However, as restaking gains popularity, it is also not without its risks, which leaves many in the crypto community wondering about its viability. Is it going to be the next big thing in crypto, or does it pose too many risks to be sustainable in the long term?
Well, let’s take a look.
Why is Restaking Gaining Such Momentum?
Restaking offers multiple advantages, compelling enough to explain why this phenomenon has garnered so much attention.
By earning interest on previously earned interest, restaking holds the power to increase returns over time — this is why investors choose this strategy to grow their portfolios. For instance, if you earn a steady 3% every month, you would typically expect a 36% return over a year. But with compounding, that number increases to 42.58% for the year, giving you an extra 18.27% compared to the usual method.

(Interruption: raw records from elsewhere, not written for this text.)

Issue #1858, opened 2026-08-16
[Finite semigroups] Add exact powers, ideals, Green relations, local monoids, Rees quotients, and transformation-semigroup operations


morluto:
## Summary

The continued research, source-tree, and issue-backlog audit found a foundational finite-algebra gap between Jacobian's current finite groups, universal-algebra magmas, automata, finite categories, and numerical semigroups:

```text
finite associative multiplication table
    -> element powers, index, period, and idempotent limit
    -> generated subsemigroups
    -> left/right/two-sided ideals
    -> Green preorders and L/R/H/D/J classes
    -> minimal ideals, regular elements, local monoids, and maximal subgroups
    -> opposite, products, identity/zero adjunction, and Rees quotients
    -> transformation-semigroup closure and action profiles
    -> Karoubi envelope / finite-category projection
```

These are exact finite functions of one well-formed immutable semigroup. They recur in finite algebra, formal languages and transition monoids, combinatorics, transformation theory, algebraic automata theory, finite categories, representation theory, and finite model/counterexample work.

Current source search at audit baseline `1495a5d803f28bb5cc679bf260ea83e33f65991c` finds no finite-semigroup value or operation. Current issue search finds no owner for Green relations or finite associative-semigroup structure. #1684 owns **numerical semigroups**, which are a different infinite additive-number-theory domain; #1686 owns bounded finite **magmas/equational countermodels**, not the derived algebra of a table already known to be associative.

Maintained exact systems expose this boundary directly:

- GAP Semigroups computes Green structure, ideals, units, regular elements, factorizations, and transformation-semigroup data: https://semigroups.github.io/Semigroups/
- GAP Smallsemi provides the complete library of semigroups of order at most eight: https://gap-packages.github.io/smallsemi/
- GAP SgpDec/Subsemi provide finite-semigroup decomposition and complete small subsemigroup/transformation-semigroup enumeration as conformance sources.

A maintained backend may be used privately. Public values remain bounded Jacobian-owned elements, tables, partitions, maps, groups, and categories.

This issue proposes direct functions. It does **not** propose finite-presentation word-problem solving, arbitrary operation callbacks, semigroup isomorphism/classification search, a generic algebra registry, a persistent GAP session, or a Krohn–Rhodes workflow.

### `FiniteSemigroup`

```text
elements: finite unique canonical labels
multiplication:
  complete table (left_element,right_element) -> product_element
```

Construction invariants:

- the table domain is exactly `S × S`;
[...]

PR #2011, opened 2026-08-18
feat(math): add finite semigroup domain with power profiles and generated subsemigroups (#1858)

morluto:
## Summary

Create the  domain with two foundational operations, partially addressing #1858.

## Operations

- **`semigroup.element.power_profile.compute`** — Compute the power sequence a, a^2, a^3, ... until first repeat, returning index, period, idempotent limit, and complete cyclic subsemigroup. Every equality is replayed from the multiplication table.
- **`semigroup.generated_subsemigroup.compute`** — Compute the closure of a set of generators under the semigroup multiplication, returning all elements in the generated subsemigroup.

## Design

The  model validates that:
- The multiplication table domain is exactly S × S
- Every product is a declared element
- Associativity is checked exhaustively on every triple

Operations use pure Python: direct table lookup for multiplication, closure iteration for subsemigroup generation. No external libraries needed.

## Tests

15 known-answer and adversarial tests covering:
- Z/3Z (cyclic group as semigroup): power profiles, cyclic subsemigroups
- Band semigroup (idempotent): trivial power profiles
- Null semigroup: immediate collapse to zero
- Non-associative table rejection
- Subsemigroup generation from single and multiple generators
- Element identity preservation


morluto (commented):
## Review verdict: blocked — the power index and idempotent are off by one

The implementation stores `powers[0] = a = a^1`, but then exposes the repeated element's **zero-based array index** as the semigroup index. Standard cyclic-semigroup index is a positive power exponent. That shift also breaks the idempotent formula.

The included `Z/3Z` test demonstrates the error rather than catching it. For element `1` under addition mod 3, the powers are

```text
a^1 = 1, a^2 = 2, a^3 = 0, a^4 = 1, ...
```

so the index is `1`, the period is `3`, and the unique idempotent in the cyclic subsemigroup is `0 = a^3`. This PR asserts `index == 0` and `idempotent == "1"`; but `1*1 = 2`, so the returned “idempotent” fails its own defining equation.

Please keep power exponents one-based at the mathematical boundary. If the first repeated stored value is at zero-based position `r`, expose index `r + 1`. Then choose the least exponent `k >= index` divisible by `period`, and map `a^k` back to the stored cycle with the corresponding one-based offset. Add the invariant `e*e == e` as a test/postcondition for every returned idempotent.

The associativity validation and generated-subsemigroup closure look correct. The blocker is confined to `power_profile` and its tests.

morluto:
## Deep review summary

**Verdict: REQUEST CHANGES — the power index is exposed with the wrong convention, which also makes the returned idempotent false.**

The implementation stores

```text
powers[0] = a = a¹,
```

but returns the repeated element's zero-based array index as the cyclic-semigroup index. The standard index is a positive power exponent, so this is shifted by one and the idempotent formula inherits the error.

The included `Z/3Z` test demonstrates the bug. For element `1` under addition modulo 3,

```text
a¹ = 1, a² = 2, a³ = 0, a⁴ = 1, …
```

Hence the index is `1`, the period is `3`, and the unique idempotent in the cyclic subsemigroup is `0 = a³`. The PR asserts `index == 0` and `idempotent == "1"`; however `1·1=2`, so the alleged idempotent fails `e²=e`.

Keep exponents one-based at the public mathematical boundary. If the first repeated stored value has zero-based position `r`, expose index `r+1`. Then choose the least exponent `k ≥ index` with `k ≡ 0 (mod period)` and map `a^k` into the stored cycle using the corresponding one-based offset.

Add result/property invariants:

- replay every listed power from the table;
- the repeated tail has the declared index and period;
- `idempotent · idempotent = idempotent`;
- the cyclic subsemigroup is exactly the closure of `{a}`.

The associativity validator and generated-subsemigroup closure are otherwise correct.

Issue #1892, opened 2026-08-17
[Projective coordinates] Add exact projective points, standard affine charts, chart transitions, and homogenization operations


morluto:
## Summary

The continued research, benchmark, source-catalog, and issue-ownership audit found a missing exact coordinate layer between Jacobian's rational polynomial arithmetic, polynomial maps, finite/projective geometry, plane curves, and blow-up calculations:

```text
exact affine coordinates
    -> homogeneous projective point

exact projective point
    -> standard-chart membership
    -> affine chart coordinates

standard charts U_i,U_j
    -> exact overlap domain
    -> rational transition map
    -> inverse transition relation

polynomial
    -> exact homogenization

homogeneous polynomial
    -> exact dehomogenization in a selected chart
```

The executable probe

```text
benchmarks/datasets/conjecture-probes-v1/normal-projective-chart-audit
```

currently owns these operations locally. #1877 owns chart and projective-closure behavior **as part of a plane-curve value**, and #1780 owns plane-curve jets/blow-up divisor arithmetic. Neither issue owns the reusable projective-space coordinate algebra needed before a curve, divisor, or variety is attached.

The missing noun is a bounded exact projective point and standard affine chart. This issue proposes direct immutable mathematical functions. It does **not** propose a general scheme/variety hierarchy, atlas framework, rational-map solver, mutable CAS object, or theorem-specific normality/projective-geometry workflow.

Audit baseline: `main` at `7c84d1e501e91e9438a418a96be47b52a6b3ee37`.

## Initial coefficient scope

Version 1 should support projective spaces over `QQ`:

```text
P^n(QQ), 1 <= n <= a measured public bound.
```

The canonical rational-point normalization is especially simple and directly serves the frozen projective-chart probe, plane curves, rational blow-ups, and rational polynomial maps.

A later extension may support existing exact finite fields and exact number fields through field-owned normalization/division operations. Do not begin with an arbitrary caller-authored field protocol or a string-valued coefficient-domain selector.

### `RationalProjectiveSpace`

Bind:

```text
dimension n >= 1
ordered homogeneous coordinate axis X_0,...,X_n
coefficient field QQ
```

Coordinate order is interpretation-critical. Same-length coordinate tuples on differently ordered axes are not interchangeable.

### `RationalProjectivePoint`

Represent one nonzero homogeneous coordinate tuple modulo nonzero rational scaling.

Use one canonical normalization, for example:

1. reduce every rational coordinate;
[...]

PR #2013, opened 2026-08-18
feat(math): add projective coordinate operations (#1892)

morluto:
## Summary

Create the  domain with four exact operations for projective space over QQ, closing #1892.

## Operations

- **`projective.point.normalize.compute`** — Canonical normalization: clear denominators by LCM, divide by GCD, sign so first nonzero coordinate is positive.
- **`projective.point.affine_chart.compute`** — Extract affine coordinates X_j / X_i for a selected chart index i.
- **`projective.point.homogenize.compute`** — Construct a projective point from affine coordinates by inserting 1 at the chart position.
- **`projective.point.dehomogenize.compute`** — Divide by a selected homogeneous coordinate to recover affine coordinates.

## Design

All operations use exact rational arithmetic with  and canonical string serialization. The normalization follows the standard convention: (1) reduce every rational coordinate, (2) clear denominators by LCM, (3) divide by GCD of all coordinates, (4) make first nonzero coordinate positive.

## Tests

14 known-answer and adversarial tests covering:
- Simple reduction (2,4,6) -> (1,2,3)
- Denominator clearing with 1/2, 1/3
- First-nonzero-positive sign convention (including projective negation)
- All-zero rejection
- Points at infinity (is_affine flag)
- Valid/invalid chart extraction
- Homogenize/dehomogenize roundtrip


morluto (commented):
## Review verdict: blocked on a false normalization witness

The normalized coordinates themselves are correct, but `normalization_multiplier` is always returned as `"1"`, regardless of the input. That makes an advertised reconstruction field false for almost every non-normalized point.

Examples:

```text
(2, 4, 6)      -> (1, 2, 3)   requires multiplier 1/2, not 1
(1/2, 1/3)     -> (3, 2)      requires multiplier 6, not 1
(-2, -4)       -> (1, 2)      requires multiplier -1/2, not 1
```

The multiplier applied to the original rational vector is

```text
sign * denominator_lcm / gcd(cleared_integer_coordinates)
```

so it is generally rational, not necessarily an integer. Please represent it with the repository's canonical rational type (or remove it), compute it exactly, and add the postcondition `multiplier * input_coordinates == normalized_coordinates` coordinatewise.

Two related design issues are worth resolving in the same pass:

- `affine_chart.compute` and `dehomogenize.compute` are currently identical operations with duplicate implementations and equivalent semantics; one should be the primitive and the other should not be a second catalog operation unless a real contract distinction is introduced.
- only `ProjectivePointRequest` enforces `MAX_DIMENSION`; the chart, homogenize, and dehomogenize request models bypass that advertised bound.

The LCM/GCD/first-nonzero-positive normalization itself, and the chart round-trip when the selected coordinate is nonzero, are mathematically sound.

morluto:
> **Historical review note:** this comment applies to an earlier branch state. The normalization-witness defect described below was fixed in later commits. The authoritative current-head blocker is the chart-transition error documented in the latest SHA-anchored audit comment.

## Deep review summary

**Verdict: REQUEST CHANGES — the normalized coordinates are correct, but the advertised normalization witness is false.**

`normalization_multiplier` is always returned as `"1"`, regardless of the input. That makes the result internally inconsistent for almost every point that actually needed normalization.

Examples:

```text
(2, 4, 6)  → (1, 2, 3)  requires multiplier 1/2
(1/2, 1/3) → (3, 2)     requires multiplier 6
(-2, -4)   → (1, 2)     requires multiplier -1/2
```

The exact multiplier applied to the original rational vector is

```text
sign · lcm(denominators) / gcd(cleared integer coordinates).
```

It is generally rational, not integer. Represent it with the canonical rational type, or remove it. The result validator/property tests should replay

```text
multiplier · input_coordinates = normalized_coordinates
```

coordinatewise.

Two related design issues:

- `affine_chart.compute` and `dehomogenize.compute` currently have identical input/output semantics and duplicate implementations. Keep one primitive unless a real contract distinction is introduced.
- only the normalization request enforces `MAX_DIMENSION`; chart, homogenize, and dehomogenize bypass the advertised bound.

The LCM/GCD/first-nonzero-positive normalization itself is mathematically sound, as is the homogenize/dehomogenize round trip whenever the selected chart coordinate is nonzero.

morluto:
## Historical follow-up — superseded

This comment reviewed head `f2c6fed`. The branch later moved to `086b2b1`; the normalization-witness issue had been fixed, while the chart-transition defect remained. See the latest SHA-anchored current-head audit comment for the authoritative findings and fix guidance.

morluto:
## Current-head re-audit — `086b2b1`

**Verdict remains REQUEST CHANGES.** The rewritten branch fixed the earlier constant normalization-witness problem, but its new chart-transition operation is not a valid projective chart transition.

For a projective point `[X_0:…:X_n]`, coordinates in chart `U_j` are `X_k/X_j` for every `k≠j`. The current implementation instead returns

```text
X_k · X_i / X_j
```

and omits both chart coordinates `i` and `j`. This is not even projectively invariant: scaling all homogeneous coordinates by `λ` scales the returned values by `λ`. For `[1:2:3]`, transition from `U_0` to `U_1` should give coordinates `(1/2, 3/2)` indexed by the original coordinates other than `1`; the current result returns only `(3/2)`.

A transition operation should either:

1. consume an affine coordinate vector already in `U_i` and apply the rational transition map on the overlap `U_i∩U_j`; or
2. simply compute the standard `U_j` chart of the projective point, with a structural coordinate-index map.

The result models should replay dimensions and reconstruction. In particular, `canonical = input / scale`, standard-chart output should have exactly `n` coordinates, and the inverse transition `j→i` should recover the original chart coordinates on the overlap. Current free-form `method` strings and position-only tuples do not bind those semantics.

morluto:
Resolved: `normalization_multiplier` (scale field) now computes the actual multiplier instead of returning hardcoded '1'. Fixed method field casing (DEhomOGENIZATION → DEHOMOGENIZATION).

Issue #1825, opened 2026-08-16
[Algebraic combinatorics] Add exact partitions, tableaux, RSK, hook-length, and Littlewood–Richardson operations


morluto:
## Summary

The continued research and operation-catalog audit found a major missing algebraic-combinatorics layer between integer partitions, symmetric-group representation theory, symmetric functions, lattice paths, and enumerative benchmarks:

```text
integer partition / skew shape
    -> checked Young diagrams and tableaux
    -> Robinson–Schensted–Knuth correspondence
    -> exact hook-length / hook-content counts
    -> Littlewood–Richardson tableaux and coefficients
    -> sparse Schur-product structure constants
```

Jacobian currently has finite sets, permutations/groups, recurrence and generating-function tools, exact polynomials, finite posets, and proposed character theory, but no public values for partitions, Young diagrams, tableaux, insertion paths, or Littlewood–Richardson coefficients.

These are ordinary finite mathematical objects with exact bounded algorithms. The operation family must not become a universal symmetric-function CAS, representation-category framework, species engine, mutable Sage session, or theorem-specific enumerative workflow.

Audit baseline: current `main` on 2026-08-17.

## Research and library evidence

Partitions and tableaux are the atomic finite carriers behind:

- irreducible representations of symmetric groups;
- Schur functions and Littlewood–Richardson multiplication;
- RSK and longest-increasing-subsequence identities;
- plane partitions and lattice-word enumeration;
- hook-length and hook-content formulas;
- Schubert and representation-theoretic combinatorics; and
- many exact finite benchmark families.

Maintained exact systems expose these values and algorithms:

- Sage partitions: https://doc.sagemath.org/html/en/reference/combinat/sage/combinat/partition.html
- Sage tableaux: https://doc.sagemath.org/html/en/reference/combinat/sage/combinat/tableau.html
- Sage RSK: https://doc.sagemath.org/html/en/reference/combinat/sage/combinat/rsk.html
- Sage Littlewood–Richardson tableaux: https://doc.sagemath.org/html/en/reference/combinat/sage/combinat/littlewood_richardson.html

Sage may be a private producer or conformance oracle. Jacobian's public values must be bounded, immutable, backend-independent, and independently replayed.

## Scope discipline

Version 1 should support ordinary integer partitions and finite tableaux with positive-integer entries.

Do not initially introduce:

- arbitrary symmetric-function bases and coercion graphs;
- Macdonald, Hall–Littlewood, Jack, or LLT polynomials;
[...]

PR #2014, opened 2026-08-18
feat(math): add RSK permutation correspondence (#1825)

morluto:
## Summary

Add `combinatorics.rsk.permutation.compute` to the algebraic_combinatorics domain, partially addressing #1825.

## Operation

**`combinatorics.rsk.permutation.compute`** — Given a permutation of 1..n, computes the Robinson-Schensted-Knuth correspondence using standard row insertion, returning:
- **P (insertion) tableau** — built by row-inserting each element
- **Q (recording) tableau** — records the position index at each insertion
- **Shape** — the partition given by row lengths
- **LIS length** — longest increasing subsequence = first row length
- **LDS length** — longest decreasing subsequence = first column length

## Tests

8 known-answer tests covering:
- Empty permutation, single element
- Identity permutation (shape = single row)
- Reverse permutation (shape = single column)
- Standard cases: (1,3,2), (3,1,2)
- P and Q shape agreement for all permutations of S_3
- Invalid permutation rejection


morluto (commented):
## Review verdict: no mathematical correctness blocker found

I checked the row-insertion logic independently rather than only following the examples. I exhaustively enumerated every permutation through `n = 7` and verified that:

- `P` and `Q` have the same partition shape;
- both are standard Young tableaux;
- the first row length agrees with an independent LIS computation;
- the first column length agrees with an independent LDS computation.

The `>=` comparison is harmless under this PR's deliberately narrow permutation contract because all entries are distinct. It would need revisiting only if this is later generalized to words/repeated letters.

One worthwhile strengthening before merge is an exhaustive small-`n` property test (or an inverse-RSK round trip) rather than checking only six hand-picked permutations. The current tests would not detect several plausible recording-tableau errors even though this implementation appears correct.

morluto:
## Deep review summary

**Verdict: COMMENT — no mathematical correctness blocker found.**

I checked the row-insertion logic independently rather than only following the examples. I exhaustively enumerated every permutation through `n = 7` and verified that:

- `P` and `Q` have the same partition shape;
- both are standard Young tableaux;
- the first row length agrees with an independent LIS computation;
- the first column length agrees with an independent LDS computation.

The `>=` comparison is harmless under this PR's deliberately narrow permutation contract because all entries are distinct. It would need revisiting only if this is later generalized to words or repeated letters.

One worthwhile strengthening before merge is an exhaustive small-`n` property test, or an inverse-RSK round trip, rather than only hand-picked permutations. The current implementation appears correct, but the existing tests would not detect several plausible recording-tableau mistakes.

morluto:
## Current-head re-audit — `6d7a60d`

**Verdict: no mathematical correctness blocker found.** I independently rechecked the row-insertion/recording construction rather than relying only on the listed examples. Under the deliberately narrow permutation contract, `P` and `Q` have the same partition shape, both are standard Young tableaux, and the first row/column lengths agree with LIS/LDS respectively. The `>=` comparison is harmless because all letters are distinct; it would need to change or be specified carefully if generalized to words with repetitions.

The main remaining weakness is assertion depth. Add an exhaustive small-`n` property test—at least all permutations through a defensible bound—or an inverse-RSK round trip. The current hand-picked cases and `S_3` shape check would not detect several plausible recording-tableau errors.

Useful result invariants are: each of `P,Q` contains exactly `1..n`, rows and columns are strictly increasing, shapes agree with the reported partition, the shape is weakly decreasing, and replayed insertion reconstructs the returned `P,Q`. These can live in tests without overloading the wire result.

Restaking also allows you to grow your investments with minimal effort. Once assets are staked, the process requires little to no active management, allowing investors to earn returns without the need for constant market monitoring and active trading. Given how unpredictable the crypto market can be, this is particularly appealing, as this method allows for a more stable and reliable income than you would get otherwise.
Furthermore, this method encourages holding assets for extended periods, helping investors ride out market volatility and avoid the temptation to sell during downturns. This is why restaking might be a good fit for investors with a more long-term approach to their strategies.
As an additional benefit, investors in restaking protocols often gain the ability to participate in governance and decision-making processes within blockchain networks, giving them a say in the platform's future.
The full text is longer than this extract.